LZfuzz: a fast compression-based fuzzer for poorly documented protocols

Computers make very fast, very accurate mistakes. From a refrigerator magnet. Real-world infrastructure offers many scenarios where protocols (and other details) are not released due to being considered too sensitive or for other reasons. This situation makes it hard to apply fuzzing techniques to test their security and reliability, since their full documentation is only available to their developers, and domain developer expertise does not necessarily intersect with fuzz-testing expertise (nor deployment responsibility). State-of-the-art fuzzing techniques, however, work best when protocol specifications are available. Still, operators whose networks include equipment communicating via proprietary protocols should be able to reap the benefits of fuzz-testing them. In particular, administrators should be able to test proprietary protocols in the absence of end-to-end application-level encryption to understand whether they can withstand injection of bad traffic, and thus be able to plan adequate network protection measures. Such protocols can be observed in action prior to fuzzing, and packet captures can be used to learn enough about the structure of the protocol to make fuzzing more efficient.
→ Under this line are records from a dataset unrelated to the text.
PR #2580, opened 2026-07-03
fix: workaround ioctl(FIONREAD) wrongly returning zero when context propagation is enabled

mmat11:
## Summary

On certain kernels, ioctl(FIONREAD) returns zero for sockets with sockmaps when no verdict program is attached. This PR works around it by replacing the return value with the existing byte count so applications relying on ioctl(FIONREAD) won't hang anymore.

Fixes: https://github.com/grafana/beyla/issues/2941 , https://github.com/grafana/alloy/issues/6085

## Validation

### DIFF
--- a/Makefile
+++ b/Makefile
@@ -237,7 +237,7 @@ update-offsets:
 BPF_ROOT = pkg/
 
 # Find all generated Go and object files (used as Make targets)
-BPF_GEN_GO := $(shell find $(BPF_ROOT) -type f \( -name 'bpf_*_bpfe[lb].go' -o -name 'net_*_bpfe[lb].go' -o -name 'netsk_*_bpfe[lb].go' -o -name 'stats_*_bpfe[lb].go' \))
+BPF_GEN_GO := $(shell find $(BPF_ROOT) -type f \( -name 'bpf*_bpfe[lb].go' -o -name 'net_*_bpfe[lb].go' -o -name 'netsk_*_bpfe[lb].go' -o -name 'stats_*_bpfe[lb].go' \))
 BPF_GEN_OBJ := $(BPF_GEN_GO:.go=.o)
 BPF_GEN_ALL := $(if $(BPF_GEN_GO),$(BPF_GEN_GO) $(BPF_GEN_OBJ))
 
--- a/pkg/internal/ebpf/tpinjector/fionread_check.go
+++ b/pkg/internal/ebpf/tpinjector/fionread_check.go
@@ -1,0 +1,160 @@
+// Copyright The OpenTelemetry Authors
+// SPDX-License-Identifier: Apache-2.0
+
+//go:build linux
+
+package tpinjector // import "go.opentelemetry.io/obi/pkg/internal/ebpf/tpinjector"
+
+import (
+	"errors"
+	"fmt"
+	"net"
+	"time"
+
+	"github.com/cilium/ebpf"
+	"golang.org/x/sys/unix"
+
+	ebpfconvenience "go.opentelemetry.io/obi/pkg/internal/ebpf/convenience"
+)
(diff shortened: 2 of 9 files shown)


pkg/internal/ebpf/tpinjector/fionread_check.go
```diff
@@ -0,0 +1,160 @@
...
+// test-load on a throwaway copy so LoadSpecs can skip the bundle on kernels
+// that reject bpf_probe_write_user (lockdown)
+func loadableFIONREADFixup() (*ebpf.CollectionSpec, error) {
+	spec, err := LoadBpfFionreadFixup()
+	if err != nil {
+		return nil, err
+	}
+	test := spec.Copy()
+	for _, m := range test.Maps {
+		if m.Pinning == ebpfconvenience.PinInternal {
```
grcevski, line 133: I'm assuming we had to clear the pin internal here for the throw away map so we don't get these throwaways shared?

Makefile
```diff
@@ -237,7 +237,7 @@ update-offsets:
 BPF_ROOT = pkg/
 
 # Find all generated Go and object files (used as Make targets)
-BPF_GEN_GO := $(shell find $(BPF_ROOT) -type f \( -name 'bpf_*_bpfe[lb].go' -o -name 'net_*_bpfe[lb].go' -o -name 'netsk_*_bpfe[lb].go' -o -name 'stats_*_bpfe[lb].go' \))
+BPF_GEN_GO := $(shell find $(BPF_ROOT) -type f \( -name 'bpf*_bpfe[lb].go' -o -name 'net_*_bpfe[lb].go' -o -name 'netsk_*_bpfe[lb].go' -o -name 'stats_*_bpfe[lb].go' \))
```
grcevski, line 240: what prompted this change? does the newly generated bpf file not follow the bpf_ pattern?

grcevski (commented):
This is awesome! 

I did think of something else. If I understand correctly, the problem is that we have sockets in the hashmap, but there's no verdict program for the ingress path. What if we attached a dummy ingress verdict?

grcevski (approved):
LGTM! It seems that attaching to ingress may expose us to other bugs already fixed in prior kernel versions.

pkg/internal/ebpf/tpinjector/fionread_check.go
mmat11: yes!

Makefile
mmat11: yeah it was being generated without the underscore, I didn't follow up on "why"

skl (approved):

neilkuan:
Thanks for this fix @grcevski @mmat11 🙏 — heads-up from field testing on **Beyla v3.27.0** (which ships this PR):

On **kernel 6.12.79 (aarch64)** the workaround **detects** the bug but the compensation **fails to attach**, so nginx large-response transfers still stall/truncate:

```
WARN  tpinjector msg="kernel misreports ioctl(FIONREAD) ... enabling BPF compensation for tracked sockets"
INFO  msg="Attaching sock msgs"
INFO  msg="Attaching sock ops"
ERROR tpinjector msg="FIONREAD compensation is ineffective (attach failed or blocked?); ... set context_propagation: disabled to avoid impact"
```

Measured: 6.12.79 aarch64 → 87.4s + `curl` exit 18 (truncated at 1.5/3.28 MB); a 6.12.73 node with the same image → 5.9s full transfer. Only the 6.12.75+ node trips the detection.

Full write-up + cross-node comparison in grafana/beyla#2941 (reopened). Would appreciate a pointer on why the `sock_msg`/`sock_ops` attach ends up ineffective on this kernel — glad to test a debug build.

Various machine learning approaches, e.g. bioinformatics methods, have been proposed for learning models of the targeted protocols. The problem with most of these approaches to date is that, although sometimes quite successful, they are very computationally heavy and thus are hardly practical for application by network administrators and equipment owners who cannot easily dedicate a compute cluster to such tasks. We propose a simple method that, despite its roughness, allowed us to learn facts useful for fuzzing from protocol traces at much smaller CPU and time costs. Our fuzzing approach proved itself empirically in testing actual proprietary SCADA protocols in an isolated control network test environment, and was also successful in triggering flaws in implementations of several popular commodity Internet protocols. Our fuzzer, LZfuzz (pronounced “lazy-fuzz”) relies on a variant of Lempel–Ziv compression algorithm to guess boundaries between the structural units of the protocol, and builds on the well-known free software GPF fuzzer.